**Assignment:**
The following entries are to be retyped in full, exactly as written.

[Saved entries]
PR #2850, opened 2017-05-22
Fixes #2846 - Growl's onClose event references wrong message when mes…

### LINKED ISSUE #2846: Growl's onClose event references wrong message when message is closed manually
```
```

**Plunkr Case (Bug Reports)**
http://plnkr.co/edit/0LOFUtsI2HU5ltoBozsh?p=preview

**Current behavior**
When the user manually closes a Growl message, the onClose callback receives an object containing the next message in the messages array instead of the message that was actually closed. Say we remove the second message on the array then the event is called with the third one. This does not happen when the message is automatically removed by the component.

**Expected behavior**
The callback should receive the exact message removed.

1. Go to the plunkr link provided above
2. Wait a second for the 4 messages to pop up
3. Close the 4 message in order
4. Check the console output
(It should log the four message in the correct order but instead it will log messages 2, 3, 4 and then undefined.)

It seems like unintended behaviour

* **Operating system:** Linux Mint 18.1
* **IDE:** Visual Studio Code
* **package manager:** NPM
* **Angular version:** 4.0.3
* **Angular CLI version:** 1.0.3
* **PrimeNG version:** 4.0.1
* **Browser:** Chromium 58 | Firefox 53
* **Language:** TypeScript 2.2

davisb10:
Fixes an issue where the removal of a growl message was returning the incorrect message from the onClose event.

### DIFF
--- a/components/growl/growl.ts
+++ b/components/growl/growl.ts
@@ -87,9 +87,9 @@ export class Growl implements AfterViewInit,OnDestroy {
         this.domHandler.fadeOut(msgel, 250);
         
         setTimeout(() => {
-            this.value = this.value.filter((val,i) => i!=index);
-            this.valueChange.emit(this.value);
             this.onClose.emit({message:this.value[index]});
+            this.value = this.value.filter((val,i) => i!=index);
+            this.valueChange.emit(this.value);           
         }, 250);        
     }
     


cagataycivici:
This is fixed with another PR, thanks.

https://github.com/primefaces/primeng/pull/2852

PR #2869, opened 2017-05-24
Calendar always populates AM

sudheerj:
We need to remember two points to know the reason for this change
   1. this.pm code snippet always give time zone based on default date or current time zone.
   2. this.hours is always less than 11 due to previous code lines

### DIFF
--- a/components/calendar/calendar.ts
+++ b/components/calendar/calendar.ts
@@ -1035,7 +1035,7 @@ export class Calendar implements AfterViewInit,AfterViewChecked,OnInit,OnDestroy
         }
         
         if(this.hourFormat == '12') {
-            output += hours > 11 ? ' PM' : ' AM';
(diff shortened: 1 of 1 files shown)


ohsomofo:
I apologize in advance for my ignorance about how changes make it into releases but I'm pretty new to all this. However, the same issue seems to be present in 4.0.3. Except now the initial display in the input may show PM but as soon as you start changing the time or select am/pm it will no longer change the underlying date object when changing between am/pm.

Example (using 4.0.3): 
http://plnkr.co/edit/mEctar?p=preview

sudheerj:
There are many issues raised in tracker related to calendar AM/PM(speicific to dates, timepicker etc).Can you please create a new issue with the details. By the way, I can replicate the mentioned issue.

ohsomofo:
Thank you. I created issue #3056 and did as you suggested.

PR #2888, opened 2017-05-26
fix multiselect label are (null) bug

giscafer:
detail see issue: https://github.com/primefaces/primeng/issues/725


cagataycivici:
Merged with a new differ

PR #2933, opened 2017-05-31
Calendar - Handle the case that minDate is in the future month of current month

darius-iko:
**Issue type**: UX issue
**Example case**: when minDate is set to any date in June, the overlay still show May month but nothing can be select from the day option.
Description: This pull request is to fix the calender into the way when minDate is set to any date in June meanwhile the current month is May, the calendar overlay will show June month instead of May month.
To test it: Rollback the calendardemo.ts to before "Original calendar demo" commits


cagataycivici:

PR #2961, opened 2017-06-01
feat(tooltip): add show/hide delay options

alexandremoore:
###Feature Requests
Add an optional show/hide delay to tooltip


cagataycivici:
This is fixed 4.1.RC1

PR #2968, opened 2017-06-02
feat(treetable): Add option to define extend button column

tomaszzmuda:
###Feature Requests
Add a property to change column of extend button on treetable


cagataycivici:
I like it!

cagataycivici:
Added doc as well.

Issue #1897, opened 2017-01-24
Editable dropdown caret jumps


m-tomczyk:
**I'm submitting a ...**  (check one with "x")
```
[X] bug report => Search github for a similar issue or PR before submitting
[ ] feature request => Please check if request is not on the roadmap already https://github.com/primefaces/primeng/wiki/Roadmap
[ ] support request => Please do not submit support request here, instead see http://forum.primefaces.org/viewforum.php?f=35
```

**Plunkr Case (Bug Reports)**
(seen on primeng showcase) => http://www.primefaces.org/primeng/#/dropdown

**Current behavior**

1. Entering new value into editable dropdown
2. Changing cursor position in middle of value being entered
3. Typing again causes one letter to appear in desired place and next cursor jump to the end of input field

**Expected behavior**

Typing in middle of already entered value keeps cursor in place

* **Browser:** Chrome 55 | Firefox 50

koesper:
I've also run into this problem, but haven't been able to fix it yet.
We probably need to do something like this
https://gist.github.com/romuleald/f1b980d5ad01b9f525e8e0244f91711a

koesper:
With some tinkering, I've got it to work, but perhaps someone  (@cagataycivici?) will be able to clean up my solution without using a nasty setTimeout

Update [onEditableInputChange()](https://github.com/primefaces/primeng/blob/master/components/dropdown/dropdown.ts#L343)
 with this code:
```
onEditableInputChange(event) {
    // save the current cursor position
    let cursorPosition = event.target.selectionStart;
    
    this.value = event.target.value;
    this.updateSelectedOption(this.value);
    this.onModelChange(this.value);

    // set the cursor back to the original position
    setTimeout(()=>{
        event.target.selectionEnd = cursorPosition;
    }, 0);

    this.onChange.emit({
        originalEvent: event,
        value: this.value
    });
}
```
I'm not quite sure why I need the setTimeout at the moment, I expect I could be able to pass the cursorPosition to the this.onChange, but I havent found where to catch it again.

If you want, I could create a pullrequest, but I don't think my solution is good enough.

cagataycivici:
Will check for 4.1, thank you.

koesper:
@cagataycivici, does not seem to be fixed?
screencapture: 
https://app.blisk.io/screenRecords/shared/d9e5d471-9103-43da-9e29-b7594ac378cc

cagataycivici:
@koesper That is master branch right?

[...]

PR #3000, opened 2017-06-06
Rough patch for #1897 Editable dropdown input jumps

koesper:
###Defect Fixes
[https://github.com/primefaces/primeng/issues/1897#issuecomment-302093441](https://github.com/primefaces/primeng/issues/1897#issuecomment-302093441)

Remembers the editabledropdown input location, and sets it back


cagataycivici:
We need to think about a solution with a timeout.

koesper:
@cagataycivici Yes, I completely agree!
Any thoughts? This minor bug is a major problem for my application :-(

**Output for this task:**
PR #2850, opened 2017-05-22
Fixes #2846 - Growl's onClose event references wrong message when mes…

### LINKED ISSUE #2846: Growl's onClose event references wrong message when message is closed manually
```
```

**Plunkr Case (Bug Reports)**
http://plnkr.co/edit/0LOFUtsI2HU5ltoBozsh?p=preview

**Current behavior**
When the user manually closes a Growl message, the onClose callback receives an object containing the next message in the messages array instead of the message that was actually closed. Say we remove the second message on the array then the event is called with the third one. This does not happen when the message is automatically removed by the component.

**Expected behavior**
The callback should receive the exact message removed.

1. Go to the plunkr link provided above
2. Wait a second for the 4 messages to pop up
3. Close the 4 message in order
4. Check the console output
(It should log the four message in the correct order but instead it will log messages 2, 3, 4 and then undefined.)

It seems like unintended behaviour

* **Operating system:** Linux Mint 18.1
* **IDE:** Visual Studio Code
* **package manager:** NPM
* **Angular version:** 4.0.3
* **Angular CLI version:** 1.0.3
* **PrimeNG version:** 4.0.1
* **Browser:** Chromium 58 | Firefox 53
* **Language:** TypeScript 2.2

davisb10:
Fixes an issue where the removal of a growl message was returning the incorrect message from the onClose event.

### DIFF
--- a/components/growl/growl.ts
+++ b/components/growl/growl.ts
@@ -87,9 +87,9 @@ export class Growl implements AfterViewInit,OnDestroy {
         this.domHandler.fadeOut(msgel, 250);
         
         setTimeout(() => {
-            this.value = this.value.filter((val,i) => i!=index);
-            this.valueChange.emit(this.value);
             this.onClose.emit({message:this.value[index]});
+            this.value = this.value.filter((val,i) => i!=index);
+            this.valueChange.emit(this.value);           
         }, 250);        
     }
     


cagataycivici:
This is fixed with another PR, thanks.

https://github.com/primefaces/primeng/pull/2852

PR #2869, opened 2017-05-24
Calendar always populates AM

sudheerj:
We need to remember two points to know the reason for this change
   1. this.pm code snippet always give time zone based on default date or current time zone.
   2. this.hours is always less than 11 due to previous code lines

### DIFF
--- a/components/calendar/calendar.ts
+++ b/components/calendar/calendar.ts
@@ -1035,7 +1035,7 @@ export class Calendar implements AfterViewInit,AfterViewChecked,OnInit,OnDestroy
         }
         
         if(this.hourFormat == '12') {
-            output += hours > 11 ? ' PM' : ' AM';
(diff shortened: 1 of 1 files shown)


ohsomofo:
I apologize in advance for my ignorance about how changes make it into releases but I'm pretty new to all this. However, the same issue seems to be present in 4.0.3. Except now the initial display in the input may show PM but as soon as you start changing the time or select am/pm it will no longer change the underlying date object when changing between am/pm.

Example (using 4.0.3): 
http://plnkr.co/edit/mEctar?p=preview

sudheerj:
There are many issues raised in tracker related to calendar AM/PM(speicific to dates, timepicker etc).Can you please create a new issue with the details. By the way, I can replicate the mentioned issue.

ohsomofo:
Thank you. I created issue #3056 and did as you suggested.

PR #2888, opened 2017-05-26
fix multiselect label are (null) bug

giscafer:
detail see issue: https://github.com/primefaces/primeng/issues/725


cagataycivici:
Merged with a new differ

PR #2933, opened 2017-05-31
Calendar - Handle the case that minDate is in the future month of current month

darius-iko:
**Issue type**: UX issue
**Example case**: when minDate is set to any date in June, the overlay still show May month but nothing can be select from the day option.
Description: This pull request is to fix the calender into the way when minDate is set to any date in June meanwhile the current month is May, the calendar overlay will show June month instead of May month.
To test it: Rollback the calendardemo.ts to before "Original calendar demo" commits


cagataycivici:

PR #2961, opened 2017-06-01
feat(tooltip): add show/hide delay options

alexandremoore:
###Feature Requests
Add an optional show/hide delay to tooltip


cagataycivici:
This is fixed 4.1.RC1

PR #2968, opened 2017-06-02
feat(treetable): Add option to define extend button column

tomaszzmuda:
###Feature Requests
Add a property to change column of extend button on treetable


cagataycivici:
I like it!

cagataycivici:
Added doc as well.

Issue #1897, opened 2017-01-24
Editable dropdown caret jumps


m-tomczyk:
**I'm submitting a ...**  (check one with "x")
```
[X] bug report => Search github for a similar issue or PR before submitting
[ ] feature request => Please check if request is not on the roadmap already https://github.com/primefaces/primeng/wiki/Roadmap
[ ] support request => Please do not submit support request here, instead see http://forum.primefaces.org/viewforum.php?f=35
```

**Plunkr Case (Bug Reports)**
(seen on primeng showcase) => http://www.primefaces.org/primeng/#/dropdown

**Current behavior**

1. Entering new value into editable dropdown
2. Changing cursor position in middle of value being entered
3. Typing again causes one letter to appear in desired place and next cursor jump to the end of input field

**Expected behavior**

Typing in middle of already entered value keeps cursor in place

* **Browser:** Chrome 55 | Firefox 50

koesper:
I've also run into this problem, but haven't been able to fix it yet.
We probably need to do something like this
https://gist.github.com/romuleald/f1b980d5ad01b9f525e8e0244f91711a

koesper:
With some tinkering, I've got it to work, but perhaps someone  (@cagataycivici?) will be able to clean up my solution without using a nasty setTimeout

Update [onEditableInputChange()](https://github.com/primefaces/primeng/blob/master/components/dropdown/dropdown.ts#L343)
 with this code:
```
onEditableInputChange(event) {
    // save the current cursor position
    let cursorPosition = event.target.selectionStart;
    
    this.value = event.target.value;
    this.updateSelectedOption(this.value);
    this.onModelChange(this.value);

    // set the cursor back to the original position
    setTimeout(()=>{
        event.target.selectionEnd = cursorPosition;
    }, 0);

    this.onChange.emit({
        originalEvent: event,
        value: this.value
    });
}
```
I'm not quite sure why I need the setTimeout at the moment, I expect I could be able to pass the cursorPosition to the this.onChange, but I havent found where to catch it again.

If you want, I could create a pullrequest, but I don't think my solution is good enough.

cagataycivici:
Will check for 4.1, thank you.

koesper:
@cagataycivici, does not seem to be fixed?
screencapture: 
https://app.blisk.io/screenRecords/shared/d9e5d471-9103-43da-9e29-b7594ac378cc

cagataycivici:
@koesper That is master branch right?

[...]

PR #3000, opened 2017-06-06
Rough patch for #1897 Editable dropdown input jumps

koesper:
###Defect Fixes
[https://github.com/primefaces/primeng/issues/1897#issuecomment-302093441](https://github.com/primefaces/primeng/issues/1897#issuecomment-302093441)

Remembers the editabledropdown input location, and sets it back


cagataycivici:
We need to think about a solution with a timeout.

koesper:
@cagataycivici Yes, I completely agree!
Any thoughts? This minor bug is a major problem for my application :-(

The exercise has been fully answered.